• **About this task**: Below are the records. Retype exactly the lines between the lines holding "shape/blink/display, status line" and "tab naming mode.", inclusive.

==== Data for analysis

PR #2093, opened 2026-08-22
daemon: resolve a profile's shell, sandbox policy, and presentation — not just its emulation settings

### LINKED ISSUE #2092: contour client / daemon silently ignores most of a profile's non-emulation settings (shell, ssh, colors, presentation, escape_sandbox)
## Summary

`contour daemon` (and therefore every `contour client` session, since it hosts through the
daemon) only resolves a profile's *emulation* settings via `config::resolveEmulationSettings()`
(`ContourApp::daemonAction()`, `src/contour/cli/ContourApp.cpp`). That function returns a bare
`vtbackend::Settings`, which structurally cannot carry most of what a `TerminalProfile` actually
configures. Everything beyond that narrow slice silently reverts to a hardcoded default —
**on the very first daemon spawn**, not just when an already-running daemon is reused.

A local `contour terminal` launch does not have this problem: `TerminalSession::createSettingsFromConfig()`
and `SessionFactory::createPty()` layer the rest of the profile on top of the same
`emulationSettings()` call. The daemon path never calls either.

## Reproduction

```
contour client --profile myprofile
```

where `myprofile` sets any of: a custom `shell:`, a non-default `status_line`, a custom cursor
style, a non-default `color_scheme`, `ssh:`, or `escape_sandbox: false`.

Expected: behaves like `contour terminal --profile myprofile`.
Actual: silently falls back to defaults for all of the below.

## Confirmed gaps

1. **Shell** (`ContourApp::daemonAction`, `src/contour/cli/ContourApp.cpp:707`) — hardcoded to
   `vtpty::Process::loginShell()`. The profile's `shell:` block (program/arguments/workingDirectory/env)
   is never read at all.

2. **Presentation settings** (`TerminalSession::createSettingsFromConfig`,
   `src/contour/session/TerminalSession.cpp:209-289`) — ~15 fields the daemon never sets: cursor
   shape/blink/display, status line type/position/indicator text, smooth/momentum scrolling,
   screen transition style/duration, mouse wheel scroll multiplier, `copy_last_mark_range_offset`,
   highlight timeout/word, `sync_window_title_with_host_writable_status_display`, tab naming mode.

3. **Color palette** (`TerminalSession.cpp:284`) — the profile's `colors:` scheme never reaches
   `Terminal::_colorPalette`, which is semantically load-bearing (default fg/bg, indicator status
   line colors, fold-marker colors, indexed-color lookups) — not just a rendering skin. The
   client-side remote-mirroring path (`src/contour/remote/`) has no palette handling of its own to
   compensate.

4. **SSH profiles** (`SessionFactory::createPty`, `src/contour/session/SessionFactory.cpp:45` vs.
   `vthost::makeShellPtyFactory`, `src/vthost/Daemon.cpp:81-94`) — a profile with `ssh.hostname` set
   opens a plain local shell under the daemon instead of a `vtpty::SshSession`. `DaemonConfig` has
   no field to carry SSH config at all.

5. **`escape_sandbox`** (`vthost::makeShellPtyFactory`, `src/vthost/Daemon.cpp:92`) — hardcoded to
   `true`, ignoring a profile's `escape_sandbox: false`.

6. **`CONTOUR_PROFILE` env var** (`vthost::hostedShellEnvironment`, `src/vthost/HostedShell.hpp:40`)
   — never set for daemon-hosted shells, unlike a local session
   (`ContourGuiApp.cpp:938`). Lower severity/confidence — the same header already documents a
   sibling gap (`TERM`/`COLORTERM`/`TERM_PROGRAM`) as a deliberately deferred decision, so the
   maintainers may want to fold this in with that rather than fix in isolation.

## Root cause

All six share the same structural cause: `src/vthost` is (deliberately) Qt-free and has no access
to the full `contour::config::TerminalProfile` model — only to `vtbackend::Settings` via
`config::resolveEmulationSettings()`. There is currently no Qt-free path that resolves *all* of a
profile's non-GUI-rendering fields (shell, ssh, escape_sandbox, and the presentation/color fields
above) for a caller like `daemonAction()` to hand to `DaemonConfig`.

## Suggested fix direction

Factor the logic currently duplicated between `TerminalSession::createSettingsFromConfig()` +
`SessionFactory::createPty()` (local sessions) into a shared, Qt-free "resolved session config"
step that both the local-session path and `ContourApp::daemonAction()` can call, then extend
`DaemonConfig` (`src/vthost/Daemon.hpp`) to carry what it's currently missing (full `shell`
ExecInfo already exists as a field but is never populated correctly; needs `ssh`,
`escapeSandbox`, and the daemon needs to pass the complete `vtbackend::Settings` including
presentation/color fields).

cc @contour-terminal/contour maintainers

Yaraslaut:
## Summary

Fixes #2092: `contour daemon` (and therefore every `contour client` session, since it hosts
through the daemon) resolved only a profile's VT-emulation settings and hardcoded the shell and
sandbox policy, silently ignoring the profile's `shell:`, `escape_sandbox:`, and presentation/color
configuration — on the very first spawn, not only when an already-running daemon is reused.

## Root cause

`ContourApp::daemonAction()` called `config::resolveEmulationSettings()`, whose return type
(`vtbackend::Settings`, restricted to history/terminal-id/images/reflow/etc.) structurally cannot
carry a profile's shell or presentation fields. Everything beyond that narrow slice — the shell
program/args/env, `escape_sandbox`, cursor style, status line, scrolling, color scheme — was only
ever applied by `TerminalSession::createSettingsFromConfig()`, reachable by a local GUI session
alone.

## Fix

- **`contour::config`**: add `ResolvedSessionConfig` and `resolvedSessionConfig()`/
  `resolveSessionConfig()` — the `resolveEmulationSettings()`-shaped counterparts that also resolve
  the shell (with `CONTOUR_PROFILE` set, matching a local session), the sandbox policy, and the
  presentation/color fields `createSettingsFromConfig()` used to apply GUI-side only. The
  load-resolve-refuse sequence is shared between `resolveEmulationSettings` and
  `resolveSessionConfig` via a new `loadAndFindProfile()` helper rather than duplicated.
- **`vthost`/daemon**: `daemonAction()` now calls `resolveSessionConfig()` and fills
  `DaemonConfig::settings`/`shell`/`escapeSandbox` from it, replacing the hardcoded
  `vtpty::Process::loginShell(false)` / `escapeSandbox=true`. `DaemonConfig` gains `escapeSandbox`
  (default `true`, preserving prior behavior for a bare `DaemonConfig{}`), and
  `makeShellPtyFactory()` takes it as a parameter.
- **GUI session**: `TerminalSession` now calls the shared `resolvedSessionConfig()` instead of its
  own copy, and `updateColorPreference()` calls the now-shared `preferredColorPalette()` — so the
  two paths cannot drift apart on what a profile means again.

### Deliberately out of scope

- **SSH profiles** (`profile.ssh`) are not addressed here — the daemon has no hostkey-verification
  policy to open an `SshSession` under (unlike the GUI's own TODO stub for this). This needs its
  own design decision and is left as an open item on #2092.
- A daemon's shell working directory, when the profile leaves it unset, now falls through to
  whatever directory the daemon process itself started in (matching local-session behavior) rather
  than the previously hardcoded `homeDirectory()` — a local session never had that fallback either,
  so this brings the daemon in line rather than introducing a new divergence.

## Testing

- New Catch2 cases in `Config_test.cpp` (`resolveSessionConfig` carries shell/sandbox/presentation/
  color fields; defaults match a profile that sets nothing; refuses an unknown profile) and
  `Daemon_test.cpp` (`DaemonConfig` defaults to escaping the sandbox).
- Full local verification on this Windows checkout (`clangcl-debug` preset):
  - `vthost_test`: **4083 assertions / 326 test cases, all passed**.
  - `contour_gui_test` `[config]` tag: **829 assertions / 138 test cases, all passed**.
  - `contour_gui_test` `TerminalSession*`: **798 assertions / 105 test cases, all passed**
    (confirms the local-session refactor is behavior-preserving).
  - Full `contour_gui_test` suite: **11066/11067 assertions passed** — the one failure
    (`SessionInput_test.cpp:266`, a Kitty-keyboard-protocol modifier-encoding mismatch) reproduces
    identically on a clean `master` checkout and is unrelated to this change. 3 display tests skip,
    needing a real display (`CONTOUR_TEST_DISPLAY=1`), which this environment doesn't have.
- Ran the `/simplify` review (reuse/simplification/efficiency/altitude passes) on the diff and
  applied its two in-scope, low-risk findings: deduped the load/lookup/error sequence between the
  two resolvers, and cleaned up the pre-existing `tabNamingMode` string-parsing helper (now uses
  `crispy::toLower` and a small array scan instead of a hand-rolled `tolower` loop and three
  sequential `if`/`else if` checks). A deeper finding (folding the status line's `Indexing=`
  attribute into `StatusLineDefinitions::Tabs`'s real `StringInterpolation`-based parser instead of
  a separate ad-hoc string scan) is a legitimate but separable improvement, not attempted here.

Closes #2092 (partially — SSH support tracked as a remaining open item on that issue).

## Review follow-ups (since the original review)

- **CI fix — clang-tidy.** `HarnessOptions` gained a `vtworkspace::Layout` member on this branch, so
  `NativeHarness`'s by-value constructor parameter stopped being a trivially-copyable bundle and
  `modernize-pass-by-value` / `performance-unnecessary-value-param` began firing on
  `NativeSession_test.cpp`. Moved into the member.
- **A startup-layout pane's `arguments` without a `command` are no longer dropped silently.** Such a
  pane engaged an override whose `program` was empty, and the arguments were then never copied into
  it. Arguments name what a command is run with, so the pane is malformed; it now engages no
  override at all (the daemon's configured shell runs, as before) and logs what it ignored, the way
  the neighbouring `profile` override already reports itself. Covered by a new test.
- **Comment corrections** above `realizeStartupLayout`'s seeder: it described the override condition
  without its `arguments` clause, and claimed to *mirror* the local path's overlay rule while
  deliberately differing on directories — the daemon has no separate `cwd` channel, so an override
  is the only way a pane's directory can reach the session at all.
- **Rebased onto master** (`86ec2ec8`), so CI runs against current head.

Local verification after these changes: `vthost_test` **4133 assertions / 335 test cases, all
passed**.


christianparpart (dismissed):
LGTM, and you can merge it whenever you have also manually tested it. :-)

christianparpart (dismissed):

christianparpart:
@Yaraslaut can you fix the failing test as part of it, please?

========

• **Response box**:
   shape/blink/display, status line type/position/indicator text, smooth/momentum scrolling,
   screen transition style/duration, mouse wheel scroll multiplier, `copy_last_mark_range_offset`,
   highlight timeout/word, `sync_window_title_with_host_writable_status_display`, tab naming mode.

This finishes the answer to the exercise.